PROBLEM TO WORK ON: Among the lines below, which ones contain the word "only"? Copy every such line.

(Stored data entries)
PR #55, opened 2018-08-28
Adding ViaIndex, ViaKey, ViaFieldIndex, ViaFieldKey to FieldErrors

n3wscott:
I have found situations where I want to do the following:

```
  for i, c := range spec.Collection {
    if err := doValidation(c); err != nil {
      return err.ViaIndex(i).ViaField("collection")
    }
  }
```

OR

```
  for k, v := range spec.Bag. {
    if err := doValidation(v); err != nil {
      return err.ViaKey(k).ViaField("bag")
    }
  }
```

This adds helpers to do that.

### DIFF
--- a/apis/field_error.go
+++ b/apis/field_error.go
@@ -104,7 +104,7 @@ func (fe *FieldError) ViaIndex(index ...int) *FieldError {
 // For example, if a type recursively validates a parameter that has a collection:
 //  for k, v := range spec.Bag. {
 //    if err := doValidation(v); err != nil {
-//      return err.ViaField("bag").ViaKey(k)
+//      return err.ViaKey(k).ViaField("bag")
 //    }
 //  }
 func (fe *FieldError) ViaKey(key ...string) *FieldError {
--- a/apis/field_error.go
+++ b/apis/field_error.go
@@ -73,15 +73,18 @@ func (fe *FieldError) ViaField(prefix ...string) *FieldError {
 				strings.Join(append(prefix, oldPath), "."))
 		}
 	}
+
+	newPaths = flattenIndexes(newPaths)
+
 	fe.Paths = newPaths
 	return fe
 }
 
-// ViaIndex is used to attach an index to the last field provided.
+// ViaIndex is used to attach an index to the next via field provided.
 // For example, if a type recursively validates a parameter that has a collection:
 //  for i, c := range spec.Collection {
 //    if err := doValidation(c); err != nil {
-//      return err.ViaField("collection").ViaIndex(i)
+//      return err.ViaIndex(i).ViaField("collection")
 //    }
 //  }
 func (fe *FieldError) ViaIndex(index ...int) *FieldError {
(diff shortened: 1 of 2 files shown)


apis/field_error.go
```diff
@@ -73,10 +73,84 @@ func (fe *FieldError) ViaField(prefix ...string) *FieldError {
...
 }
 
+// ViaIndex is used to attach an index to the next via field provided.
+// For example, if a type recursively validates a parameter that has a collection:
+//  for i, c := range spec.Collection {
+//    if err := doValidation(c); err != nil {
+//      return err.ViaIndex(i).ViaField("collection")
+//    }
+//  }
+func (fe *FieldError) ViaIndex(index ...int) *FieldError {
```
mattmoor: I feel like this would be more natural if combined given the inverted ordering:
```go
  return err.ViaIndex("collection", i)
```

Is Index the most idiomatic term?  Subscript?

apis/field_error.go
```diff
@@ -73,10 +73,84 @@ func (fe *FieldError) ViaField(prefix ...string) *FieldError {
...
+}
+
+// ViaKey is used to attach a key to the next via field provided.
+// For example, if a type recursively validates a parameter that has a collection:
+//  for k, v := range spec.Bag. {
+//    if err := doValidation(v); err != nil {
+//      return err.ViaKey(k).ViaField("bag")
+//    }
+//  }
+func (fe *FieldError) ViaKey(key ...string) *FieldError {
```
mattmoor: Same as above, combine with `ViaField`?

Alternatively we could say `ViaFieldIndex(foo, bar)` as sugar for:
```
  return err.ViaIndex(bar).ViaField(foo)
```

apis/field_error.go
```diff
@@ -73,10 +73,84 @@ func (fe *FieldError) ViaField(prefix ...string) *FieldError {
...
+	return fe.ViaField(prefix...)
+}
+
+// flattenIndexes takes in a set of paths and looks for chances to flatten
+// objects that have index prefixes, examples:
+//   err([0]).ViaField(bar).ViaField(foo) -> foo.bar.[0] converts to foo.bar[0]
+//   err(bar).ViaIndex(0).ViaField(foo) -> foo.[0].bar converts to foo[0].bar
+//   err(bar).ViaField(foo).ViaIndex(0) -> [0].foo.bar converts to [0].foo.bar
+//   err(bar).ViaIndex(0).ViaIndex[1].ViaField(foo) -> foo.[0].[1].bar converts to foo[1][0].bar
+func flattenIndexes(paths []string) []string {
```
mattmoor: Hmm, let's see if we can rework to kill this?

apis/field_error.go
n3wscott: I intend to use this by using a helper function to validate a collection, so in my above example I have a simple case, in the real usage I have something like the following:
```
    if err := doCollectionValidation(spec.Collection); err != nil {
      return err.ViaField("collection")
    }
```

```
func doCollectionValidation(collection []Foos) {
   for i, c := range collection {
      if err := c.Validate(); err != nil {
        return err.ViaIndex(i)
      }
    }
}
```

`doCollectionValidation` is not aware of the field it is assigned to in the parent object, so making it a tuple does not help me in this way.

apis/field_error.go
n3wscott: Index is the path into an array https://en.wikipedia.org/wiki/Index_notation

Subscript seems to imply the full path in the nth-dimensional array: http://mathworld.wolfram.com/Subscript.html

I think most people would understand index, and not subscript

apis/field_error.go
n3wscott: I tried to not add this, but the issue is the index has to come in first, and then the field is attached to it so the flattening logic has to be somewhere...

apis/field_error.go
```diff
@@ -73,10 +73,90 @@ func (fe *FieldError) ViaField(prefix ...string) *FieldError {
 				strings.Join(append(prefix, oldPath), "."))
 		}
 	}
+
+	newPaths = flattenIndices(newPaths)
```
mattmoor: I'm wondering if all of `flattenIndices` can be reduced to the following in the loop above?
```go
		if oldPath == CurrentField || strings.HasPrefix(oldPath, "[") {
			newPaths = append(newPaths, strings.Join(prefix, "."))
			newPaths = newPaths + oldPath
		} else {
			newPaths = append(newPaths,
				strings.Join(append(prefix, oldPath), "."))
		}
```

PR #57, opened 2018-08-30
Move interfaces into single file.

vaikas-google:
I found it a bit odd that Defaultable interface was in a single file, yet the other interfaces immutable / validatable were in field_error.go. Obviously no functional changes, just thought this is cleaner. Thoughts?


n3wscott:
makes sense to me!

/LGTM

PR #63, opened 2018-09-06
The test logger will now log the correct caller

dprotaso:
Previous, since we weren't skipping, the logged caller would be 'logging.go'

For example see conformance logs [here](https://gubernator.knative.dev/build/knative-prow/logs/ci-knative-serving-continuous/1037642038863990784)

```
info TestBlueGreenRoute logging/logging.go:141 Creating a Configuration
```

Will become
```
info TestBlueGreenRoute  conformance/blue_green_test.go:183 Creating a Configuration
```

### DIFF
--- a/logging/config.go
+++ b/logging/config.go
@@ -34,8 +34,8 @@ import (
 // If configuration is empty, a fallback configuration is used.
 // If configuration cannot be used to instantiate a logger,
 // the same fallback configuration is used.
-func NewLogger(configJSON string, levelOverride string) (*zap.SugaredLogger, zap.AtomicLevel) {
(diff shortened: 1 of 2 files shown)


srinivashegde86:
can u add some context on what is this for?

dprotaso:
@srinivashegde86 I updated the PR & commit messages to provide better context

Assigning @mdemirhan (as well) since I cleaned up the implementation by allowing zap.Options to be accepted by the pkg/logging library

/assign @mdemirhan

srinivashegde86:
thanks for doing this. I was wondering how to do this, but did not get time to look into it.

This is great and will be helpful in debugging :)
--
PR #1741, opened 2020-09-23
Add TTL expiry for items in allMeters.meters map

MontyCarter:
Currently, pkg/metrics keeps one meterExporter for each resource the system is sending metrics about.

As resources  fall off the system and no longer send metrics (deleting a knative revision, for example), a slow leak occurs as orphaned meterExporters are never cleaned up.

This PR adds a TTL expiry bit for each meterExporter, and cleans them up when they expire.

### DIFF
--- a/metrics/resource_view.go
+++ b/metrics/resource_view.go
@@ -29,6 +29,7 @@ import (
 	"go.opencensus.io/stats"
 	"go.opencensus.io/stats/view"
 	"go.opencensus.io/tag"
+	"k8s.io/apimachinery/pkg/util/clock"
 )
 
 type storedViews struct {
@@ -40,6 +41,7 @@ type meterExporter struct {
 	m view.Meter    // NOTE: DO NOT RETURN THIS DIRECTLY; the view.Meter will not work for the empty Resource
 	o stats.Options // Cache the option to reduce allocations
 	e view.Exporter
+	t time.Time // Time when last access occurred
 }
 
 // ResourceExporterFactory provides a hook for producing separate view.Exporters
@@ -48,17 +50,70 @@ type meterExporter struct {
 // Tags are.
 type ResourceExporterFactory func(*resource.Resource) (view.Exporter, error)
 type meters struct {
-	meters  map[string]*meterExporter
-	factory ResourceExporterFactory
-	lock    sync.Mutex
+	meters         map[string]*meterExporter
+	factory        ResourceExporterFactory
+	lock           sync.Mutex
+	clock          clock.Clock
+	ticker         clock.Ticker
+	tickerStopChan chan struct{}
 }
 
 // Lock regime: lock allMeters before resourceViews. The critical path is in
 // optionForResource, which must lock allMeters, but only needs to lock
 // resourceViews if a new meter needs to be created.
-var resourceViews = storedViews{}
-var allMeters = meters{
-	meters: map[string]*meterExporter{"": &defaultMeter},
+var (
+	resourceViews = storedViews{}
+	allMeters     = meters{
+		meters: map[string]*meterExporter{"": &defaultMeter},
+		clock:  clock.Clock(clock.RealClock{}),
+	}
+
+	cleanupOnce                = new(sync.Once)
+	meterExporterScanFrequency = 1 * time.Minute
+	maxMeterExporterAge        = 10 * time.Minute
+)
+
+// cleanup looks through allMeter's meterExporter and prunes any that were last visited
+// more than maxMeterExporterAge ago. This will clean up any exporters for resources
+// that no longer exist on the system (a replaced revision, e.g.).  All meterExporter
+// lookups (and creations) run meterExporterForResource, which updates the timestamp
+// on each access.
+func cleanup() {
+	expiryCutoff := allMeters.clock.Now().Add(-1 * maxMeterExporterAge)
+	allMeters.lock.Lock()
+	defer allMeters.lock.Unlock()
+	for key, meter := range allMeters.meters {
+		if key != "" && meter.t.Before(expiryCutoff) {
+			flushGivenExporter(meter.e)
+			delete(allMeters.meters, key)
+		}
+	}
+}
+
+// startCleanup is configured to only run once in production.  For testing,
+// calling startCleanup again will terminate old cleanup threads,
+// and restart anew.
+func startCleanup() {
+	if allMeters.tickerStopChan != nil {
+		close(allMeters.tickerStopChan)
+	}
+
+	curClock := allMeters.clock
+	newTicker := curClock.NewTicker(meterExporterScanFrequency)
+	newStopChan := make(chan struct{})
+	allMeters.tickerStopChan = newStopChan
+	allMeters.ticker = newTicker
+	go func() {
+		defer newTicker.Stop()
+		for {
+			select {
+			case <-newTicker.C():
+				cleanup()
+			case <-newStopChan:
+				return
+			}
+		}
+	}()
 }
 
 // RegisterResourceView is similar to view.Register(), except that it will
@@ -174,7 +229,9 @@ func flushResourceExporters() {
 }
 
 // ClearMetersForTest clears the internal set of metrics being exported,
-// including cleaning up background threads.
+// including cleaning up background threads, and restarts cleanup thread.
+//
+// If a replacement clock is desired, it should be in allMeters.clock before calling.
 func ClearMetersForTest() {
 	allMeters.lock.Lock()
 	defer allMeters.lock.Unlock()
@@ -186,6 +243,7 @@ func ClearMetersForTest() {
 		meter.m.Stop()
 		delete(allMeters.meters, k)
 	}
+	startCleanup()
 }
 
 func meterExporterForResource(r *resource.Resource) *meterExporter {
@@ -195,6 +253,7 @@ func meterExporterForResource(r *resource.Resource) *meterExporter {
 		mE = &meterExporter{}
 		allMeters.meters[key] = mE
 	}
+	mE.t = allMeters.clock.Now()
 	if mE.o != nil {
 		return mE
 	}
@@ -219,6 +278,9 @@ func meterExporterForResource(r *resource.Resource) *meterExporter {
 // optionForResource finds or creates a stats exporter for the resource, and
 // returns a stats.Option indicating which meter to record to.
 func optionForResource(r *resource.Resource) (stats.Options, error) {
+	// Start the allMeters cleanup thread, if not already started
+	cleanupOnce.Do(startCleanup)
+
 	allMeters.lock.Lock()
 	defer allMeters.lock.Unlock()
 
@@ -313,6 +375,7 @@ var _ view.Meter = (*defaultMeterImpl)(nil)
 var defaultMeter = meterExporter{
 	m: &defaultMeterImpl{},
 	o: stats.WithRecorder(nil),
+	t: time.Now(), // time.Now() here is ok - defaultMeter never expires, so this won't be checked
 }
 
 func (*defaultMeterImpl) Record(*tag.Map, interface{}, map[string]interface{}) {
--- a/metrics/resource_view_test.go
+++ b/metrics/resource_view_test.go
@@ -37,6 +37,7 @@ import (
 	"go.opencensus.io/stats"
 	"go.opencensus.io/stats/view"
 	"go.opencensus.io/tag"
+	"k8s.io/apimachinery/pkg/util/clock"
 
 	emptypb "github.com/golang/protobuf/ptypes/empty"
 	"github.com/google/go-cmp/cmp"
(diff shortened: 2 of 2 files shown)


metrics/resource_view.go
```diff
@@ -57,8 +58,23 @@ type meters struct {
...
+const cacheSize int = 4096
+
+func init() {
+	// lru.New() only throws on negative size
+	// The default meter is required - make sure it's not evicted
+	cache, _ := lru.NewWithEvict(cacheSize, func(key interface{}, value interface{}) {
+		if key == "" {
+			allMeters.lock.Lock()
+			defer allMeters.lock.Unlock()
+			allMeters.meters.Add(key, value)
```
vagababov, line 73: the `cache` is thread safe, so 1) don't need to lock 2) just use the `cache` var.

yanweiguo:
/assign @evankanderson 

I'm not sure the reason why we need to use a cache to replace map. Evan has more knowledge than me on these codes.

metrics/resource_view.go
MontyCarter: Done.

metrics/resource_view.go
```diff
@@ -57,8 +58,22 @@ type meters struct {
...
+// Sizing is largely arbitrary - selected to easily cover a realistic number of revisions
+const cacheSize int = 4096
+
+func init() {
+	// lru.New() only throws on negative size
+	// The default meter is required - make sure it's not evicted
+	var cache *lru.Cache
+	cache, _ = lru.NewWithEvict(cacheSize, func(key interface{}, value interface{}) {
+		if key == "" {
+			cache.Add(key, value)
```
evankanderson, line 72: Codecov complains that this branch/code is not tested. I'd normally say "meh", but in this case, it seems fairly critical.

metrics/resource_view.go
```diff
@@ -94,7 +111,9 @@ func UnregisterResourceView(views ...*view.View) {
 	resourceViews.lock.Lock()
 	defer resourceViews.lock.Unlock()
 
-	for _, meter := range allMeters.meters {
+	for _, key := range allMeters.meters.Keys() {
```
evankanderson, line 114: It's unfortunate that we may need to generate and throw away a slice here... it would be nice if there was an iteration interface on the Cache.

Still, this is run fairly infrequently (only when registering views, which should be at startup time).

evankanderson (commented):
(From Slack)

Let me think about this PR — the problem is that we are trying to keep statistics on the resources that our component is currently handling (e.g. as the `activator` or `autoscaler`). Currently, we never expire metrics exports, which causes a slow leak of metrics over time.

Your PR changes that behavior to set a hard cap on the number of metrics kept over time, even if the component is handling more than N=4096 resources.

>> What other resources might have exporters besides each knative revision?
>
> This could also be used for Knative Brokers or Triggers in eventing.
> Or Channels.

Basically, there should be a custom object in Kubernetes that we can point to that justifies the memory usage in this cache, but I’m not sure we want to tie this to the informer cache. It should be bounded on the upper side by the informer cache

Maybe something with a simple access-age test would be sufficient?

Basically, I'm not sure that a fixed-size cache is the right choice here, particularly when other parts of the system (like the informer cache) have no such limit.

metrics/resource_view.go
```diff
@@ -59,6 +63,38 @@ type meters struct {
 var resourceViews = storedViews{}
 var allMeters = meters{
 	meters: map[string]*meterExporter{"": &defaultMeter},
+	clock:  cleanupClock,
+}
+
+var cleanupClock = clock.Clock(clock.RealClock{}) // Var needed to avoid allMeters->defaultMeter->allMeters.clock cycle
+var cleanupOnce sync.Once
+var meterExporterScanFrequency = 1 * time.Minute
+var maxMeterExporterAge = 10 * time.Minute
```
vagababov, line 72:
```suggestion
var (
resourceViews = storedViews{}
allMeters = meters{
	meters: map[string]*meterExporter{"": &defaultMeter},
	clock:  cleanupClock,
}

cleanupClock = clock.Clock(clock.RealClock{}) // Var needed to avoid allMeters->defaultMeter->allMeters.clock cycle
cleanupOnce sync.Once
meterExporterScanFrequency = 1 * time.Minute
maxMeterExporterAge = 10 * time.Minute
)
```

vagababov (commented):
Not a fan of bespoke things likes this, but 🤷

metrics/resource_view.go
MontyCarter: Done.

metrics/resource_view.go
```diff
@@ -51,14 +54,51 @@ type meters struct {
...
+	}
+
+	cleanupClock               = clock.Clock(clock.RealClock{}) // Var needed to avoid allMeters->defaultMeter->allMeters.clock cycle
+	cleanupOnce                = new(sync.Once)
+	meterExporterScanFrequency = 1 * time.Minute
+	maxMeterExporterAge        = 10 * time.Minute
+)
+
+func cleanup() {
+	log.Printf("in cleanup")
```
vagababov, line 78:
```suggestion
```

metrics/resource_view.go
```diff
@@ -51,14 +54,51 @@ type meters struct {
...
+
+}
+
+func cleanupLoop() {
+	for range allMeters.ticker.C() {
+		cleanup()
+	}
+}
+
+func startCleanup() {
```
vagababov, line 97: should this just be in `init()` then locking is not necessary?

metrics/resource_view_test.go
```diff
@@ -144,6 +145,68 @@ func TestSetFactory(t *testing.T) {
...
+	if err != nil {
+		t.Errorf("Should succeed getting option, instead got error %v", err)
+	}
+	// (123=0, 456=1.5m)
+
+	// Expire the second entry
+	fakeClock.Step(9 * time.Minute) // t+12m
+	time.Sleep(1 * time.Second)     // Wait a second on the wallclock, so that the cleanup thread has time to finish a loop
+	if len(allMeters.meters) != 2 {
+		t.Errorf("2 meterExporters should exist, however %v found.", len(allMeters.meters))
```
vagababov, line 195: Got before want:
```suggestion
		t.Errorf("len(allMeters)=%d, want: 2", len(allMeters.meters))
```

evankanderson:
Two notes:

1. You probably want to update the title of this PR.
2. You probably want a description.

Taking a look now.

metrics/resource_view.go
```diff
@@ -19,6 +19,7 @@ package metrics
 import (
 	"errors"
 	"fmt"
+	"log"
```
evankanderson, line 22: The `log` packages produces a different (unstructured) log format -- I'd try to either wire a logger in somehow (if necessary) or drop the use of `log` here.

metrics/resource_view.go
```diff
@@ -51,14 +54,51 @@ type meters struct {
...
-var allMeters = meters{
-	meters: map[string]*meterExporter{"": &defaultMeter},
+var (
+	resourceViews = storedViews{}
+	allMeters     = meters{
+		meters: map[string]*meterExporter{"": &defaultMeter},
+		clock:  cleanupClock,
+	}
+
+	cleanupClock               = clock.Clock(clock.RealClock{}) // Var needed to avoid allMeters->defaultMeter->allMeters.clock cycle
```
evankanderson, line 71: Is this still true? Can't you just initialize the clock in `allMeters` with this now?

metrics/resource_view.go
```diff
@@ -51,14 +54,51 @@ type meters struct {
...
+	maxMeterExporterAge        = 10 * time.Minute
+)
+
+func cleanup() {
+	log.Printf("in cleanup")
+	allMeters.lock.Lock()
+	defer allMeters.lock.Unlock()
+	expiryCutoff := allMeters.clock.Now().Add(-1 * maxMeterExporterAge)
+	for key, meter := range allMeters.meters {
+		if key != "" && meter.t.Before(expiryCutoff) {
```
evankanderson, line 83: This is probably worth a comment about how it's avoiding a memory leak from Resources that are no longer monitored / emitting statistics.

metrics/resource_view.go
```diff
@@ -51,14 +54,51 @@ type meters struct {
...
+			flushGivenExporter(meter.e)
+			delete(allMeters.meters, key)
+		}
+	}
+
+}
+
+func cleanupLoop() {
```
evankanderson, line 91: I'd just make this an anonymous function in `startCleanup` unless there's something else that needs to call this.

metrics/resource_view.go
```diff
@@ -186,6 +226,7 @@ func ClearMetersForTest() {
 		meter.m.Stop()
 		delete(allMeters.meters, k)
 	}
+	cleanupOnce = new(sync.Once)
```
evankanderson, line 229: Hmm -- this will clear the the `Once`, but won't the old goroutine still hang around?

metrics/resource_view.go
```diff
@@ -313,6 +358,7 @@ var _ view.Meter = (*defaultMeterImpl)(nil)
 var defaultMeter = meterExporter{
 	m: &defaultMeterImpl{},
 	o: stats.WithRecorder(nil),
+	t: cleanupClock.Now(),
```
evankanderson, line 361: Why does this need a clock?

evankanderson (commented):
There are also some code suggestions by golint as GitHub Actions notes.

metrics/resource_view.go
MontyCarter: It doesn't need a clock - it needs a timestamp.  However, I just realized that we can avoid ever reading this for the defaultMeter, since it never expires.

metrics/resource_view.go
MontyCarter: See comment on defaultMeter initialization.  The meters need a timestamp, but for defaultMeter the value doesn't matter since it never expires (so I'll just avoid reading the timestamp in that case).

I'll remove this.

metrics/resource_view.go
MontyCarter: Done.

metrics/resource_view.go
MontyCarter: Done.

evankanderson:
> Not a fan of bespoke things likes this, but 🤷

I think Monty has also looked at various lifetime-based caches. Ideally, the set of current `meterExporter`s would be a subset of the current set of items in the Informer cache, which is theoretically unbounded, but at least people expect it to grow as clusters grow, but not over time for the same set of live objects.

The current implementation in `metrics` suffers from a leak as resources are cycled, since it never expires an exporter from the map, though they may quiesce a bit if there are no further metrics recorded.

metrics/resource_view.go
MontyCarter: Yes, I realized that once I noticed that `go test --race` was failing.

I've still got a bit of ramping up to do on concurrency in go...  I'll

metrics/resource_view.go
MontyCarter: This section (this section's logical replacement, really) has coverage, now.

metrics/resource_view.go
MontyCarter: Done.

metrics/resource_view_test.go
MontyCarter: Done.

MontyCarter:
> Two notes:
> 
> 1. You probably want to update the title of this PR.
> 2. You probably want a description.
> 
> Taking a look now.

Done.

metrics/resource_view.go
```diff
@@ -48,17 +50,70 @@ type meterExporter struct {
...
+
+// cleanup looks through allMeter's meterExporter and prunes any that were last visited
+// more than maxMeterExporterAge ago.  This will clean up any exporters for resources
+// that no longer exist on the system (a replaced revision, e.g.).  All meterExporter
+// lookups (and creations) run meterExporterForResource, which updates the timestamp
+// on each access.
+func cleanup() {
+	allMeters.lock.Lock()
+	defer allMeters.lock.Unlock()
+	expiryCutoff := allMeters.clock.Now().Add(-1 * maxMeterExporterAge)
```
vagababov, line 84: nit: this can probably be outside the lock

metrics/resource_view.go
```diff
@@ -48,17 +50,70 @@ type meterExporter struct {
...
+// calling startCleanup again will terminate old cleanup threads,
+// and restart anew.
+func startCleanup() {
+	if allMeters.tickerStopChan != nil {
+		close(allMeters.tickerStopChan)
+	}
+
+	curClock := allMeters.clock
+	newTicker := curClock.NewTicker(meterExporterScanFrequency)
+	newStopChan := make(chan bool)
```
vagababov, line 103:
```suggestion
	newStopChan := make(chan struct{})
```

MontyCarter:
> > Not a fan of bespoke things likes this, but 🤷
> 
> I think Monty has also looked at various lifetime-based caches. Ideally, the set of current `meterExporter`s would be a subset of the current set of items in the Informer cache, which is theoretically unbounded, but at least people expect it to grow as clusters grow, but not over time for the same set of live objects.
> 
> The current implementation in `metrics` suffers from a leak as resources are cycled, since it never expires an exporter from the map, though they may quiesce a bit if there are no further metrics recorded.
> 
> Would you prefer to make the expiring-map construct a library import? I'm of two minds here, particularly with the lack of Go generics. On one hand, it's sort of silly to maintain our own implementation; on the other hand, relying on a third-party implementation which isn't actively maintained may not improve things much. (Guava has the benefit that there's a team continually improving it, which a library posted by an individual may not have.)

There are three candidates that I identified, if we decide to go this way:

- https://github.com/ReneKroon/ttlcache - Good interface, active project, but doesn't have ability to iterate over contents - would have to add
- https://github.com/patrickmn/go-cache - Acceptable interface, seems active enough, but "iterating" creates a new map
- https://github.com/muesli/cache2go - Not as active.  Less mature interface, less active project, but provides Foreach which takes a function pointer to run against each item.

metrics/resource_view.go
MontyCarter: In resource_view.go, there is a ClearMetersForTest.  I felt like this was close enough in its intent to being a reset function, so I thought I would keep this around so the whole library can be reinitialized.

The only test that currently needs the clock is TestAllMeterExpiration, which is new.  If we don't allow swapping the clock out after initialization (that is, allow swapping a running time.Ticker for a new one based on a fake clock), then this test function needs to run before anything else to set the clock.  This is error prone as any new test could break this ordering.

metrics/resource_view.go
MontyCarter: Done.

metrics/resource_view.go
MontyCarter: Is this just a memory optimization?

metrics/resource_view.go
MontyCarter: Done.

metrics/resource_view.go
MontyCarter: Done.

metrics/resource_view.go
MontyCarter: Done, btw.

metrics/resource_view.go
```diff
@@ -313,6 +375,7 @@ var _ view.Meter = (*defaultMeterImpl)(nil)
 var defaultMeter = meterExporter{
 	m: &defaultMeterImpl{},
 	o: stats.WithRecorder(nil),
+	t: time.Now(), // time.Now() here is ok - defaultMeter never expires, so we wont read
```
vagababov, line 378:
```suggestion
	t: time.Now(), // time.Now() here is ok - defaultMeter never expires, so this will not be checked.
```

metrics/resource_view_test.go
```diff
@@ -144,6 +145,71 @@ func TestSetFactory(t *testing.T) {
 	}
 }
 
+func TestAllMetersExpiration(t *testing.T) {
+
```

YOUR SOLUTION:
 // optionForResource, which must lock allMeters, but only needs to lock
+// startCleanup is configured to only run once in production.  For testing,
+	// lru.New() only throws on negative size
+	// lru.New() only throws on negative size
Still, this is run fairly infrequently (only when registering views, which should be at startup time).
The only test that currently needs the clock is TestAllMeterExpiration, which is new.  If we don't allow swapping the clock out after initialization (that is, allow swapping a running time.Ticker for a new one based on a fake clock), then this test function needs to run before anything else to set the clock.  This is error prone as any new test could break this ordering.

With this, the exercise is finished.